Your assignment: What is needed is an exact printout of all the data.
___
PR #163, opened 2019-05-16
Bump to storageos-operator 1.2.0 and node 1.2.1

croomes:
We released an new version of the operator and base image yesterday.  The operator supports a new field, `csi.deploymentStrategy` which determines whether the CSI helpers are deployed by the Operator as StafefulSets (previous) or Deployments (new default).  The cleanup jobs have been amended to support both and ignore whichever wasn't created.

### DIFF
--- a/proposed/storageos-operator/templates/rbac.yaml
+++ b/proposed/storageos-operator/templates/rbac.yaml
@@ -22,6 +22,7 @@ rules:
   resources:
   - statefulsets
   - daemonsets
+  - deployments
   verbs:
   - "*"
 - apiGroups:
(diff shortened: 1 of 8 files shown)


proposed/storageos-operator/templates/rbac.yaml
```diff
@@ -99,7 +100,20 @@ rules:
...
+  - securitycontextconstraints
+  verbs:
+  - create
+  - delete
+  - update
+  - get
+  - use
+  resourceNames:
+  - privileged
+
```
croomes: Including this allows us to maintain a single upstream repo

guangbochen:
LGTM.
___
Response to the task:
PR #163, opened 2019-05-16
Bump to storageos-operator 1.2.0 and node 1.2.1

croomes:
We released an new version of the operator and base image yesterday.  The operator supports a new field, `csi.deploymentStrategy` which determines whether the CSI helpers are deployed by the Operator as StafefulSets (previous) or Deployments (new default).  The cleanup jobs have been amended to support both and ignore whichever wasn't created.

### DIFF
--- a/proposed/storageos-operator/templates/rbac.yaml
+++ b/proposed/storageos-operator/templates/rbac.yaml
@@ -22,6 +22,7 @@ rules:
   resources:
   - statefulsets
   - daemonsets
+  - deployments
   verbs:
   - "*"
 - apiGroups:
(diff shortened: 1 of 8 files shown)


proposed/storageos-operator/templates/rbac.yaml
```diff
@@ -99,7 +100,20 @@ rules:
...
+  - securitycontextconstraints
+  verbs:
+  - create
+  - delete
+  - update
+  - get
+  - use
+  resourceNames:
+  - privileged
+
```
croomes: Including this allows us to maintain a single upstream repo

guangbochen:
LGTM.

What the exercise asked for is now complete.